PR #1679, opened 2022-12-22
Stop dropdown box from shifting position on change from empty to filled state

Myranae:
## Summary:
A bug was discovered where the dropdown box alignment shifts when the selected option changes from a blank option to an option with text. This PR adds a story to test the behavior of the dropdown box when nested in text as an inline-block, plus adds CSS for inline-block dislay and middle vertical alignment to styles.menuWrapper. As a result, the alignment no longer shifts when an option with text replaces an empty option.

With inline-block setting, before vertical alignment
image

With inline-block setting, after vertical alignment
image

Issue: LP-13114

## Test plan:
- confirm all checks pass
- confirm story works as expected
- confirm other stories work as expected

## Questions:
-> Should there be a changeset for this? If so, is the summary I added to the changeset acceptable?
-> Will changing the display to inline-block for all dropdowns interfere with design decisions?

[LP-13114]: https://khanacademy.atlassian.net/browse/LP-13114?atlOrigin=eyJpIjoiNWRkNTljNzYxNjVmNDY3MDlhMDU5Y2ZhYzA5YTRkZjUiLCJwIjoiZ2l0aHViLWNvbS1KU1cifQ

### DIFF
--- a/packages/wonder-blocks-dropdown/src/components/__docs__/single-select.stories.js
+++ b/packages/wonder-blocks-dropdown/src/components/__docs__/single-select.stories.js
@@ -150,6 +150,7 @@ const items = [
     <OptionItem label="Grape" value="grape" key={6} />,
     <OptionItem label="Lemon" value="lemon" key={7} />,
     <OptionItem label="Mango" value="mango" key={8} />,
+    <OptionItem label="" value="" key={9} />,
 ];
 
 const Template = (args) => {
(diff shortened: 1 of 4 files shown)


packages/wonder-blocks-dropdown/src/components/__docs__/single-select.stories.js
```diff
@@ -150,6 +150,7 @@ const items = [
     <OptionItem label="Grape" value="grape" key={6} />,
     <OptionItem label="Lemon" value="lemon" key={7} />,
     <OptionItem label="Mango" value="mango" key={8} />,
+    <OptionItem label="" value="" key={9} />,
```
kevinbarabash, line 153: **suggestion:** This change should be reverted since it affects existing stories.  For the story you've added, you could do `{[...items, <OptionItem label="" value="" key={9} />]}`.

packages/wonder-blocks-dropdown/src/components/select-opener.js
```diff
@@ -107,6 +107,9 @@ export default class SelectOpener extends React.Component<SelectOpenerProps> {
 
         const ClickableBehavior = getClickableBehavior(router);
 
+        // Note(TB): Prevents unwanted vertical shift for empty selection
+        const space = "\u00A0";
```
kevinbarabash, line 111: **suggestions:** maybe use `tamarab` or `myranae`.  `TB` on its own isn't much to go on.  Also, could you rename the variable to `nbsp` since I would expect `space` to contain `\u0020`.  Lastly, inlining this code (or at least placing the comment down below where `space` is used), I think would make more sense.  As it stands, if I read the comment here, I need to hunt for where `space` is used to understand how its achieving its purpose.

kevinbarabash (approved):
LGTM.  Please revert the change to `items` in single-select.stories.js before landing this.  I've provided a suggested workaround to keep the new story you've added behaving as expected.

packages/wonder-blocks-dropdown/src/components/select-opener.js
jandrade: **question:** Do you know how a Screen Reader will announce this text?

Myranae: When you read the blank option in the dropdown, it just reads as "text". When the placeholder is the blank spot, it does not read as anything though. I think most of the situations for us are having a blank placeholder.

Updated note reference to tamarab. Moved the code inline and got rid of the variable for space. Moved the comment down to where the nbsp unicode is used.

packages/wonder-blocks-dropdown/src/components/__docs__/single-select.stories.js
Myranae: Updated!

packages/wonder-blocks-dropdown/src/components/select-opener.js
```diff
@@ -146,7 +146,9 @@ export default class SelectOpener extends React.Component<SelectOpenerProps> {
                             {...childrenProps}
                         >
                             <LabelMedium style={styles.text}>
-                                {children}
+                                {/* // Note(tamarab): Prevents unwanted vertical
+                                shift for empty selection */}
+                                {children || "\u00A0"}
```
kevinbarabash, line 151: **style nit:** you don't need the additional `//`.

kevinbarabash (approved):
LGTM. :shipit: Thanks for fixing this issue.

packages/wonder-blocks-dropdown/src/components/select-opener.js
jandrade: 🤔 Maybe for all situations (if possible ofc) it would be nice adding an `aria-label` attribute that could help describing the intention of the dropdown control. No change required, but maybe it would be nice adding some sort of documentation around it.

PR #1692, opened 2023-01-06
Clickable components no longer click when being dragged into

nishasy:
## Summary:
Currently, Clickable components are activated on mouse release, when
they should only be activated on click.

Changes
- Removed the redundant `this.handleClick` from `handleMouseEnter`
  in clickable-behavior.js.
- After that step, the dragging logic doesn't actually do anything
  anymore, so I removed that too.
- Made it so that mouseenter only affects the hover state, not pressed.

Issue: https://khanacademy.atlassian.net/browse/WB-1425

## Test plan:
- Open http://localhost:6061/?path=/docs/clickable-clickable--default
- Click the clickable element. Confirm that the click alert pops up.
- Press inside the clickable element, drag out, and unpress. Confirm it does NOT result in a click alert.
- Press outside the clickable element, drag in, and unpress. Confirm it does NOT result in a click alert.
- Press inside the clickable element, drag within it, and unpress. Confirm that the click alert pops up.
- Press inside the clickable element, drag outside it, DON'T unpress, drag back into it, and then unpress.
  Confirm that the click alert pops up.
---
- Go to mobile storybook locally.
- Confirm that tapping clicks the button.
- Confirm that dragging into the button does not click it.
- Confirm that dragging out of the button does not click it.
- Dragging within and the button and out/back in does not apply in mobile.
---
`yarn jest packages/wonder-blocks-clickable/src/components/__tests__/clickable-behavior.test.js`

## Before:
(Hovering and then dragging)

https://user-images.githubusercontent.com/13231763/210906862-2c54fb4b-6503-48e0-ade3-e01a7550e28e.mov

## After:
(Hovering, dragging, and clicking)

https://user-images.githubusercontent.com/13231763/210906877-158ffcc1-bb4a-443f-ad77-0bb5b25d9eae.mov


packages/wonder-blocks-clickable/src/components/__tests__/clickable-behavior.test.js
```diff
@@ -763,7 +778,7 @@ describe("ClickableBehavior", () => {
         expect(onClick).toHaveBeenCalledTimes(expectedNumberTimesCalled);
     });
 
-    it("calls onClick on mouseup when the mouse was dragging", () => {
+    it("does not call onClick on mouseup when the mouse was dragging", () => {
```
kevinbarabash, line 781: **suggestion (non-blocking):** I think this test case should be split into three and the titles should be more specific since there's really three different test cases being tested here.

packages/wonder-blocks-clickable/src/components/__tests__/clickable-behavior.test.js
```diff
@@ -93,18 +93,33 @@ describe("ClickableBehavior", () => {
...
         );
         const button = screen.getByRole("button");
+        expect(button).not.toHaveTextContent("hovered");
+        expect(button).not.toHaveTextContent("pressed");
+
+        fireEvent.mouseEnter(button, {buttons: 1});
+        expect(button).toHaveTextContent("hovered");
+    });
+
+    it("changes only pressed state on mouse leave while dragging", () => {
```
kevinbarabash, line 103: It looks like the hover state goes away as well when dragging the mouse outside the bounds of the button.

packages/wonder-blocks-clickable/src/components/__tests__/clickable-behavior.test.js
```diff
@@ -93,18 +93,33 @@ describe("ClickableBehavior", () => {
             </ClickableBehavior>,
         );
         const button = screen.getByRole("button");
+        expect(button).not.toHaveTextContent("hovered");
+        expect(button).not.toHaveTextContent("pressed");
+
+        fireEvent.mouseEnter(button, {buttons: 1});
+        expect(button).toHaveTextContent("hovered");
```
kevinbarabash, line 100: **suggestion (non-blocking):** This test should also assert that the button is not in the pressed state after the call to `mouseEnter`.

kevinbarabash (approved):
Looks good to me.  Thanks for taking the time to simplify this code.  I did a little bit of testing on mobile, but it looks like you already had that covered by the test plan.  I left a few suggestions to improve the tests, but nothing blocking. 🎉

packages/wonder-blocks-clickable/src/components/__tests__/clickable-behavior.test.js
nishasy: Now that I removed `onDrag` altogether, I don't think this can be tested using `fireEvent.dragStart`. Also the middle test case (dragging within the button) doesn't show the same result as manual testing does.

nishasy: I guess I can keep 2/3 of these tests.

nishasy: I added back the two tests that did seem to work. But dragging within the button and letting go should result in a click, which I can't seem to replicate with RTL/jest. I also initially wanted to add a test for pressing in a button, leaving, reentering, and then letting go - this should click, but it doesn't seem to be able to in a jest/RTL test. It works manually though.

packages/wonder-blocks-clickable/src/components/__tests__/clickable-behavior.test.js
```diff
@@ -763,7 +779,17 @@ describe("ClickableBehavior", () => {
         expect(onClick).toHaveBeenCalledTimes(expectedNumberTimesCalled);
     });
 
-    it("calls onClick on mouseup when the mouse was dragging", () => {
+    // The following two tests involve click behavior when dragging.
```
jandrade, line 782: **praise:** This comment is great!

jandrade (approved):
Looks great!! 🚢

PR #2424, opened 2025-01-10
Clear field error state if the field is cleared

beaesguerra:
## Summary:
Previously, if a MultiSelect component had shortcuts enabled, if it was in an error state, the "select all" and "select none" options do not clear the error state. Changing the selected values using these shortcuts now clear the error.

Issue: WB-1846

#### Select none
1. Navigate to `?path=/story/packages-dropdown-multiselect--error-from-validation` and confirm that the shortcuts control is enabled
2. Press the "Select none" option on the field that has an error already
3. Verify that the error message is cleared, even after blurring the field (since Jupiter is not selected)

#### Select all
1. Navigate to `?path=/story/packages-dropdown-multiselect--error-from-validation` and confirm that the shortcuts control is enabled
2. Press the "Select all" option on the field that has an error already
3. Verify that the error message is cleared. After blurring the field, the error message should return since Jupiter is selected


packages/wonder-blocks-dropdown/src/components/multi-select.tsx
```diff
@@ -357,10 +357,12 @@ const MultiSelect = (props: Props) => {
             .filter((option) => !!option && !option.props.disabled)
             .map((option) => option.props.value);
         onChange(selected);
+        onSelectedValuesChangeValidation();
```
beaesguerra, line 360: Since the values change when the `Select none` / `Select all` options are picked, we call the `onSelectedValuesChangeValidation` handler

packages/wonder-blocks-form/src/components/__tests__/labeled-text-field.test.tsx
```diff
@@ -729,10 +729,10 @@ describe("Required LabeledTextField", () => {
             "test-labeled-text-field-field",
         );
         textField.focus();
-        await userEvent.clear(textField);
```
beaesguerra, line 732: Since we now clear the error state when the field is cleared, this test case can be updated with an example where we update the input value instead of clear it

packages/wonder-blocks-form/src/hooks/use-field-validation.ts
```diff
@@ -141,6 +142,17 @@ export const useFieldValidation = ({
         }
     });
 
+    React.useEffect(() => {
+        // If it is not required, clear the error when the value is now empty
+        if (!required && prevValue.current !== value && value.length === 0) {
```
jandrade, line 147: **question:** I wonder if you need to use `trim()` here to cover the case where the user only types spaces (e.g. `"   "`)

jandrade (approved):
This looks great! thanks for including all these tests to cover that 🚢

packages/wonder-blocks-form/src/hooks/use-field-validation.ts
beaesguerra: Great question! We don't need to use `trim` here to cover the `" "` case since the error should only be cleared if the field is completely empty so any validation errors are still shown!

beaesguerra:
I'm testing the npm snapshot in `webapp` and found that there are some [tests that are failing](https://github.com/Khan/webapp/actions/runs/12798241629/job/35681847163?pr=28690) because they rely on the error message to be shown still after the TextField is cleared. I'm going to remove the updates to `use-field-validation` so we can preserve the existing functionality. It was originally added to address the case where pressing the "clear button" on the SearchField didn't immediately clear the error state. This isn't necessary though since once the user updates the field, the error state will get cleared anyways (unless the new value is invalid).

beaesguerra:
I will release and deploy these changes with the LabeledField feature branch!

jandrade (approved):
Thanks for including the snapshot release results. These recent changes make sense! :shipit:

◇ ◇ ◇ ◇

• [TASK OBJECTIVE]:
Every line from the data above that contains "element" must appear in the answer.

• [RESPONSE]:
- Click the clickable element. Confirm that the click alert pops up.
- Press inside the clickable element, drag out, and unpress. Confirm it does NOT result in a click alert.
- Press outside the clickable element, drag in, and unpress. Confirm it does NOT result in a click alert.
- Press inside the clickable element, drag within it, and unpress. Confirm that the click alert pops up.
- Press inside the clickable element, drag outside it, DON'T unpress, drag back into it, and then unpress.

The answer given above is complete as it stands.